En France, les traces d’historisme sont visibles chez M. Charles Gide, autrefois professeur d’économie politique à l’Université de Montpellier au cours de la publication des éditions successives de ses Principes d’économie politique, il a évolué rapidement de l’école libérale et conservatrice vers le socialisme, auquel il est apparu de plus en plus rallié. Malgré les critiques qu’il fait encore de l’école historique[4], il persiste à poser en principe que « les lois naturelles, bien loin d’exclure l’idée de changement, la supposent toujours[5] ». Il ne désespère pas même qu’un changement radical et profond doive s’opérer un

  1. Éléments d’économie politique.
  2. Voir la réfutation dans le Collectivisme de P. Leroy-Beaulieu.

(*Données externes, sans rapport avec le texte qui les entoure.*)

PR #469, opened 2026-07-09
Add cross-device derived channel freshness

skbarber:
## Summary
- add stale_after to derived-channel schema and require it for cross-device inputs
- evaluate cross-device derived PVs with latest-value semantics, missing/stale input invalidation, and source-disconnect COMM invalidation
- extend restricted expressions with comparisons and boolean operators for status PVs, emitted as 1.0/0.0
- update deployment/PV contract docs plus schema and gateway changelogs

## Notes
- same-device derived channels remain frame-coherent and keep source-frame timestamps
- cross-device derived channels intentionally use gateway receive-time freshness, not shot-coherent alignment
- stale PVs become invalid when an affected source update triggers recomputation; this PR does not add a proactive timer for completely quiet sources

## Tests
- GEECS-Schemas: poetry run pytest tests/test_derived_channels.py tests/test_docgen.py -q
- GeecsCAGateway: poetry run pytest tests/test_derived_channels.py tests/test_entrypoint.py -q

### DIFF
--- a/GeecsCAGateway/PV_CONTRACT.md
+++ b/GeecsCAGateway/PV_CONTRACT.md
@@ -223,20 +223,28 @@ the configs repo convention
 `scanner_configs/experiments/<Experiment>/gateway/derived_channels.yaml` (or an
 explicit `--derived-channels PATH` override). That overlay exposes additional
 read-only float PVs computed from one source device's numeric push-frame
-values. The v1 schema is intentionally narrow:
+values, or from multiple source devices with explicit latest-value freshness
+semantics.
 
 - A derived channel has one output PV (`device`, `variable`, optional
   `experiment`/`pv` override) and one arithmetic expression.
-- Inputs bind expression symbols to `(device, variable)` sources, but **all
-  inputs must come from the same source device**. The gateway evaluates the
+- Inputs bind expression symbols to `(device, variable)` sources.
+- Same-device inputs are **frame-coherent**. The gateway evaluates the
   expression once per source frame, after raw data PVs are posted and before
   that frame's timestamp PVs are posted. Therefore a client latching on the
   source device's timestamp observes raw and derived values from the same
   completed frame.
+- Cross-device inputs use **latest-value semantics**. A cross-device derived
+  PV recomputes when any input source updates, using the latest cached numeric
+  values from the other sources. Such entries must declare `stale_after`
+  seconds; if any input is missing or older than that window, the output PV is
+  `INVALID_ALARM` / `UDF`.
 - The expression subset is numeric arithmetic only: literals, input symbols,
-  `+ - * / % **`, unary `+/-`, and a small whitelist of `math` functions such
-  as `sqrt`, `exp`, `log`, and `log10`. Arbitrary Python, attributes,
-  indexing, comparisons, and conditionals are rejected during gateway startup.
+  `+ - * / % **`, comparisons, boolean `and` / `or` / `not`, unary `+/-`, and
+  a small whitelist of `math` functions such as `sqrt`, `exp`, `log`, and
+  `log10`. Arbitrary Python, attributes, indexing, and conditionals are
+  rejected during gateway startup. Boolean/status expressions are stored as
+  `1.0` or `0.0` on the float PV.
 - Inputs may be subscribed solely for the calculation; they do not need to be
   exposed as their own readback PVs.
 
@@ -272,8 +280,9 @@ Repeated failures with the same INVALID status do not re-publish on every
 source frame; the gateway publishes the transition and keeps the PV invalid
 until a successful computation clears it.
 
-Cross-device latest-value expressions, staleness windows, enum/string bad-state
-expressions, and shot-synchronized analysis products are outside v1.
+Enum/string bad-state expressions and shot-synchronized analysis products are
+outside v1. If inputs need a shared shot id, compute the result in analysis,
+not as a gateway derived PV.
 
 ---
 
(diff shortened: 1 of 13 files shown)


GeecsCAGateway/PV_CONTRACT.md
```diff
@@ -223,20 +223,28 @@ the configs repo convention
...
+- Inputs bind expression symbols to `(device, variable)` sources.
+- Same-device inputs are **frame-coherent**. The gateway evaluates the
   expression once per source frame, after raw data PVs are posted and before
   that frame's timestamp PVs are posted. Therefore a client latching on the
   source device's timestamp observes raw and derived values from the same
   completed frame.
+- Cross-device inputs use **latest-value semantics**. A cross-device derived
+  PV recomputes when any input source updates, using the latest cached numeric
+  values from the other sources. Such entries must declare `stale_after`
+  seconds; if any input is missing or older than that window, the output PV is
```
skbarber, line 260: **Contract overstates the staleness guarantee for completely-quiet sources.**

This line promises: *“if any input is missing or older than that window, the output PV is `INVALID_ALARM` / `UDF`.”* But staleness is only ever re-evaluated inside `_write_derived_channels`, which runs *only when some source device pushes a frame* (`_make_callback` → callback). If **all** input sources go completely quiet after a valid computation, nothing recomputes, `stale_after` never fires, and the PV holds its last value at `NO_ALARM` indefinitely.

The PR description acknowledges this (“does not add a proactive timer for completely quiet sources”), but the normative contract here doesn't carry that caveat — a reader/operator will trust the blanket promise.

This matters most because the worked example is a **`LaserPermit`** (`pressure < 1e-5 and ready > 0`). A permit-style PV that fails *stale-but-reads-`NO_ALARM`* is exactly the fail-open mode you don't want. Two acceptable resolutions:
1. Add the caveat here (and rename the example away from “permit”, since a gateway derived PV explicitly cannot be a safety interlock without the timer), or
2. Add the proactive staleness sweep (e.g. tick the cross-device runtimes from `_status_loop`) so the promise becomes true.

Either is fine; the current state where the contract promises more than the code delivers, on a permit example, is the thing to fix.

GeecsCAGateway/geecs_ca_gateway/derived.py
```diff
@@ -172,6 +178,20 @@ def _validate_node(self, node: ast.AST) -> None:
             self._validate_node(node.left)
             self._validate_node(node.right)
             return
+        if isinstance(node, ast.BoolOp):
```
skbarber, line 191: **`and`/`or` with non-comparison operands publishes a raw magnitude, not `1.0`/`0.0`.**

The CHANGELOG and PV_CONTRACT.md both state boolean/status expressions “publish as float values `1.0` or `0.0`.” That holds when the top-level result is a comparison or `not` (which return `bool`). But Python's `and`/`or` return an *operand*, not a bool: with the allowed grammar an operator could write `ready and enabled` (bare numeric inputs), and `evaluate()` does `float(result)` on line ~161 — so `float(2.0 and 5.0)` → `5.0`, published verbatim.

The only test (`test_expression_evaluator_supports_status_logic`) uses comparison operands, so it passes while the general promise doesn't hold. Either coerce boolean-typed results (`float(bool(result))` only when the top node is `BoolOp`/`Compare`/`Not`, preserving raw numeric channels like the Convectron formula), or narrow the documented promise to “comparison-based expressions.”

GeecsCAGateway/geecs_ca_gateway/gateway.py
```diff
@@ -453,62 +475,119 @@ async def _write_stream_value(
...
-                    break
-            if missing:
-                await self._mark_derived_invalid(channel, pv, AlarmStatus.UDF)
+        """Evaluate derived PVs affected by this source frame."""
+        runtimes = self._derived_by_source.get(device_name, [])
+        if not runtimes:
+            return
+        now = asyncio.get_running_loop().time()
+        self._update_derived_input_cache(device_name, update, runtimes, now)
+        evaluated: set[str] = set()
```
skbarber: **Minor / cleanup:** the `evaluated: set[str]` dedup appears to be dead code. `_build_derived_pvs` appends each runtime once per *unique* source device (`for source in sorted(spec.source_devices)`, and `source_devices` is a set), so within a single `_derived_by_source[device_name]` list a given runtime PV can appear at most once. The `if runtime.pv in evaluated: continue` guard therefore never triggers. If it's intended as defensive insurance against a future where a runtime could be listed twice for one device, a one-line comment saying so would help; otherwise it can go.

skbarber (commented):
Code review (medium effort). The cross-device machinery is clean — the `_derived_by_source` fan-out correctly invalidates a derived PV when *any* input source disconnects (not just `inputs[0].device`), same-device frame coherence is preserved through the cache, and the monotonic-clock staleness math is sound. Three findings below, ranked. #1 is the one I'd want resolved before merge because it's a contract-vs-behavior gap on a safety-adjacent example PV.

(Note: my automated finder agents hit an infra error on this run, so this is a direct read of the head source rather than the usual fan-out — coverage is the three changed source files + PV_CONTRACT.md.)

GeecsCAGateway/geecs_ca_gateway/derived.py
skbarber: Fixed in 914c0894. ExpressionEvaluator now treats top-level BoolOp, Compare, and not-expressions as boolean-intent outputs and coerces them through bool() before float(), so expressions like `ready and enabled` publish 1.0/0.0 instead of the selected operand magnitude. Added test_expression_evaluator_bool_ops_publish_binary_floats.

GeecsCAGateway/geecs_ca_gateway/gateway.py
skbarber: Fixed in 914c0894. Removed the evaluated set/guard since each runtime is already registered once per unique source device, so there is no duplicate to filter in the per-source runtime list.

GeecsCAGateway/PV_CONTRACT.md
skbarber: Fixed in 914c0894. I added a proactive freshness sweep from the gateway status loop so cross-device derived PVs are rechecked even when all input sources go quiet; stale inputs now drive INVALID/UDF without requiring a new source frame. I also updated PV_CONTRACT.md/DEPLOYMENT.md and pinned this with test_cross_device_quiet_sources_mark_stale_invalid.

  3. Knies, Die politische Œkonomie vom Standpunkte der geschichtlichen Methode, ch, iii, § 2, pp. 130 et s.
  4. Principes d’économie politique, 5e édit., pp. 34-35.
  5. « Si le monde était à refaire, dit-il, et s’il pouvait être refait dans des conditions de liberté absolue, rien ne prouve qu’il fût semblable à celui qui existe aujourd’hui. On n’est-pas autorisé à conclure que, parce que les lois naturelles sont permanentes et immuables, les faits et les institutions économiques actuelles doivent avoir aussi un caractère de permanence et d’immutabilité… Les lois naturelles, bien loin d’exclure le changement, le supposent toujours… Et non seulement les faits et les institutions économiques peuvent changer, mais encore notre volonté n’est pas impuissante à déterminer ces changements » (Op. cit., p. 23). — Nous concédons bien que notre volonté change les faits et les institutions ; mais cela change-t-il les principes d’après lesquels le monde est gouverné ?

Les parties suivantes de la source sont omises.